Speaker
Description
Periodic mesoporous organosilicas (PMOs) have attracted attention in many research fields, for example catalysis, energy storage or light harvesting.
PMO materials are obtained by a sol-gel process from organo-bridged alkoxysilanes ([(R’O)3-Si-R-Si(OR’)3]; R: incorporated organic-bridging group), in presence of structure-directing agents (SDAs). This leads to well-ordered inorganic-organic hybrid systems with cylindrical nanopores, whose diameter (usually in the range from approx. 3 to 10 nm) can be easily adjusted by varying the SDAs. If suitable precursors are used (rigid, π electron-rich) crystal-like pore walls are obtained, in which an alternating sequence of inorganic and organic domains parallel to the pore axis are present. These features make PMOs ideal candidates for studying the behavior of water and other liquids in a nanoconfined environment.
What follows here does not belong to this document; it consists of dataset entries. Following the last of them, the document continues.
Issue #3344, opened 2025-04-13
[Feature] Add timeout and retry for apiserver http client


dentiny:
### Search before asking

- [x] I had searched in the [issues](https://github.com/ray-project/kuberay/issues) and found no similar feature requirement.

### Description

This is where apiserver http client issues request to kuberay operator: https://github.com/ray-project/kuberay/blob/2b1441b1dc9fcb0506225046a0f5c2ae65212a95/apiserver/pkg/http/client.go#L618-L642

The general practice for retry and timeout:
- It's ok to retry on both client side and server side, as long as we have overall timeout controlled and exponential backoff strategy exercised;
- We should have a util to tell which one's retriable, which ones not.

For this issue, I imagine several parts:
- A util function to differentiate retriable http status vs non-retriable ones;
- A retry wrapper to perform retry for a given function;
- Update `executeRequest` function with the above util functions.

### Are you willing to submit a PR?

- [ ] Yes I am willing to submit a PR!

dentiny:
Somewhat related, is to have a context passed to all HTTP request functions.

machichima:
I would love to work on this

dentiny:
> I would love to work on this

Thanks for the help!

dentiny:
Hi @machichima , I had a conversion with @rueian on the timeout and retry, here's a short conclusion:
- We might want to add retry and timeout roughly here: https://github.com/ray-project/kuberay/blob/06367a34b17eeecee6bee51cf4ca7b24ac3412e2/apiserver/cmd/main.go#L87-L90
- grpc middleware repo (golang) already provides nice interceptors so we don't need to write our own: https://github.com/grpc-ecosystem/go-grpc-middleware/tree/main/interceptors
- As of now, the more important part is read requests, because write requests need more work (to make sure repeated operations idempotent)

Feel free to split it into multiple PRs (i.e. retry first, timeout follows up).

rueian:
Some of the interceptors in https://github.com/grpc-ecosystem/go-grpc-middleware/tree/main/interceptors are client side interceptors. We may still need to implement server-side interceptors on our own.

machichima:
Hi @dentiny ,
I would like to confirm if this issue is indeed working on the "grpc server"? While the title and the description mentioned "http client", the following comments are discussing about modifying the grpc client and server.

Thanks!

dentiny:
[...]

PR #3427, opened 2025-04-19
[Feature] Add timeout for apiserver grpc server

machichima:
- Add time out grpc server interceptor
- Add unit test to ensure the timeout interceptor works well
- Enable setting the timeout value through env variable `GRPC_SERVER_TIMEOUT`

Currently, there's no timeout setting in gRPC server side. This PR added the timeout to ensure resource access doesn't get overloaded in all cases.

## Related issue number

Part of #3344

## Checks

- Testing Strategy
  - [ ] Unit tests
  - [ ] Manual tests


machichima:
Hi @dentiny ,

I noticed that there's a PR related to this which works on http timeout (https://github.com/ray-project/kuberay/pull/3350), do we need to have a same timeout for http and grpc server or is it fine to have them different? 

Thanks

dentiny:
> I noticed that there's a PR related to this which works on http timeout (#3350), do we need to have a same timeout for http and grpc server or is it fine to have them different?

There're three timeout related issues, as far as I am aware of:
- grpc service timeout, which limits the processing time for each request (i.e. query kubernetes apiserver)
  + we use grpc gateway, so http server and grpc server share one processing timeout at grpc layer, see https://grpc-ecosystem.github.io/grpc-gateway/
- http server timeout, which is used to limit http request read and response write timeout
- client side timeout

machichima:
> There're three timeout related issues, as far as I am aware of:

Got it, I think this PR is working on grpc service timeout, while PR https://github.com/ray-project/kuberay/pull/3350 works on limiting http request?

As I saw the comment in PR #3350 that they want to decide a default timeout, I am thinking if the default value here should be the same as what they set?

dentiny:
> Got it, I think this PR is working on grpc service timeout, while PR #3350 works on limiting http request?

yes

> As I saw the comment in PR #3350 that they want to decide a default timeout, I am thinking if the default value here should be the same as what they set?

No, I don't think they need to be the same

apiserver/pkg/interceptor/interceptor.go
```diff
@@ -19,3 +21,40 @@ func APIServerInterceptor(ctx context.Context, req interface{}, info *grpc.Unary
 	klog.Infof("%v handler finished", info.FullMethod)
 	return
 }
+
+func TimeoutInterceptor(timeout time.Duration) grpc.UnaryServerInterceptor {
```
bhks, line 25: Is There an integration test we can add to make sure this is working as expected ?

bhks:
> > Got it, I think this PR is working on grpc service timeout, while PR #3350 works on limiting http request?
> 
> yes
> 
> > As I saw the comment in PR #3350 that they want to decide a default timeout, I am thinking if the default value here should be the same as what they set?
> 
> No, I don't think they need to be the same

60 seconds should be a good number ?

machichima:
> 60 seconds should be a good number ?

Yes I think its good for default value. I also add an env variable to let user set the timeout value.

machichima:
@dentiny PTAL

apiserver/cmd/main.go
```diff
@@ -50,11 +51,21 @@ func main() {
 		_ = flagSet.Set("log_file", *logFile)
 	}
 
+	grpcTimeout := 60 * time.Second // Default timeout
```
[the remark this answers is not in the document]
dentiny: quickly glancing over the code, we have `constants.go` for other components (i.e. operator)
https://github.com/ray-project/kuberay/blob/ebb5ba441b0a7f888c17aa5c2d33943084a9a2d9/ray-operator/controllers/ray/utils/constant.go

I usually do this in two ways:
- either place it to constant file, just as what we did for kuberay operator
  + the benefit of which is we group all constants in one place, rather than scattered around the codebase
- or define a util function `getGrpcServerTimeoutOrDefault` and have default timeout besides
  + the benefit of which is it's easy to locate all timeout related functions and features

Our codebase seems to prefer (1).

apiserver/cmd/main.go
```diff
@@ -50,11 +51,21 @@ func main() {
...
+	if timeoutStr := os.Getenv("GRPC_SERVER_TIMEOUT"); timeoutStr != "" {
```
dentiny, line 55: btw why do we use env var instead of flags? I think flags are strictly better in a few ways:
- program checks env variables; for example, bazel uses env to decide whether we could reuse cache
- impose security issue, because env is shared among all processes which could be accessed everywhere

I almost only use env variables when:
- across language boundary
- across process boundary, if no other easier way

apiserver/cmd/main.go
```diff
@@ -50,11 +51,21 @@ func main() {
...
+		if timeout, err := time.ParseDuration(timeoutStr); err == nil {
+			grpcTimeout = timeout
+			klog.Infof("gRPC servier timeout set to %v", grpcTimeout)
+		} else {
+			klog.Warningf("Invalid GRPC_SERVER_TIMEOUT value: %v, using default timeout (60 seconds)", err)
```
dentiny, line 60: use `%d` to print out default value, in case we change in the future

apiserver/pkg/interceptor/interceptor.go
```diff
@@ -19,3 +21,41 @@ func APIServerInterceptor(ctx context.Context, req interface{}, info *grpc.Unary
...
+// TimeoutInterceptor implements UnaryServerInterceptor that sets the timeout for the request
+func TimeoutInterceptor(timeout time.Duration) grpc.UnaryServerInterceptor {
+	return func(
+		ctx context.Context,
+		req interface{},
+		_ *grpc.UnaryServerInfo,
+		handler grpc.UnaryHandler,
+	) (interface{}, error) {
+		// Create a context with timeout
+		ctx, cancel := context.WithTimeout(ctx, timeout)
```
dentiny, line 34: could you please explain a bit to me, why
```go
ctx, _ := context.WithTimeout(ctx, timeout)
return handler(ctx, req)
```
doesn't work?

apiserver/cmd/main.go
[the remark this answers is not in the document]
machichima: Sure, I found that in `apiserver`, they put constants in `config.go`, I'll add it here

https://github.com/ray-project/kuberay/blob/a83d3c1be54b24b14c532c2bf678066f4322d8e8/apiserver/pkg/util/config.go#L10-L14

apiserver/pkg/interceptor/interceptor.go
machichima: Hi @dentiny ,

To use the method you mentioned, we need to handle `ctx.Done()` in all the handler functions. 

My current approach watches for timeout outside the handler and returns an error if it occurs.

apiserver/cmd/main.go
machichima: Thanks for the guidance!

The reason why I put it in environment variable instead of flag is because I search through the code base and find they put this (which I think is a bit similar to timeout?) in the environment variable, so I just simply follow what it does

https://github.com/ray-project/kuberay/blob/a83d3c1be54b24b14c532c2bf678066f4322d8e8/ray-operator/controllers/ray/raycluster_controller.go#L351

I agree to your points, if there's no other places that need this value, I think I'll just move it to flag instead

apiserver/pkg/interceptor/interceptor.go
```diff
@@ -19,3 +21,41 @@ func APIServerInterceptor(ctx context.Context, req interface{}, info *grpc.Unary
...
+		go func() {
+			resp, err = handler(ctx, req)
+			close(done)
+		}()
+
+		select {
+		case <-ctx.Done():
+			// Raise error if time out
+			if ctx.Err() == context.DeadlineExceeded {
+				return nil, fmt.Errorf("grpc server timed out")
```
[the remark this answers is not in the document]
machichima: Sure! Just changed

apiserver/cmd/main.go
machichima: Thanks! Just added

apiserver/cmd/main.go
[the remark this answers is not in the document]
machichima: Added

apiserver/pkg/interceptor/interceptor.go
dentiny: > To use the method you mentioned, we need to handle ctx.Done() in all the handler functions.

Isn't it already respected for all IO operations?

machichima: Ah I see, it's because for my unit test I am simply using `time.Sleep(tt.handlerDelay)`, so it does not work.
In this case, I think we should add integration test and try to call some IO operations?

I will try with scripts that calls the APIserver first to test the timeout

machichima: Fixed!

apiserver/pkg/interceptor/interceptor.go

Here, we study the behavior of water in these systems using quasi-elastic neutron scattering (QENS), water vapor physisorption, and differential scanning calorimetry (DSC). In particular, the fluorinated systems are of high interest, due to their very hydrophobic nature and because of other well-known anomalous properties of fluorine.
This work was conducted in the frame of the DFG-ANR collaborative project (“Project NanoLiquids”) as well as the LFF-project (“water in confinement”, LFF-FV68), which is acknowledged. It is a pleasure to acknowledge the Institute Laue Langevin for the allocation of neutron beam time.